### DATA PROVIDED
* * *

Issue #76, opened 2026-03-26
Consume NVTX ranges


johanpel:
In order to get more insight into GPU-accelerated data processing support libraries, including `libcudf`, `cuCascade`, and more, Quent should be able to consume NVTX ranges to form traces. There is already a "trace" type entity into which this can be molded, or we can adjust it to better fit NVTX's semantics.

* * *

### TASK DIRECTIONS
Return all the lines shown above, precisely as they stand.

### FINAL ANSWER
Issue #76, opened 2026-03-26
Consume NVTX ranges


johanpel:
In order to get more insight into GPU-accelerated data processing support libraries, including `libcudf`, `cuCascade`, and more, Quent should be able to consume NVTX ranges to form traces. There is already a "trace" type entity into which this can be molded, or we can adjust it to better fit NVTX's semantics.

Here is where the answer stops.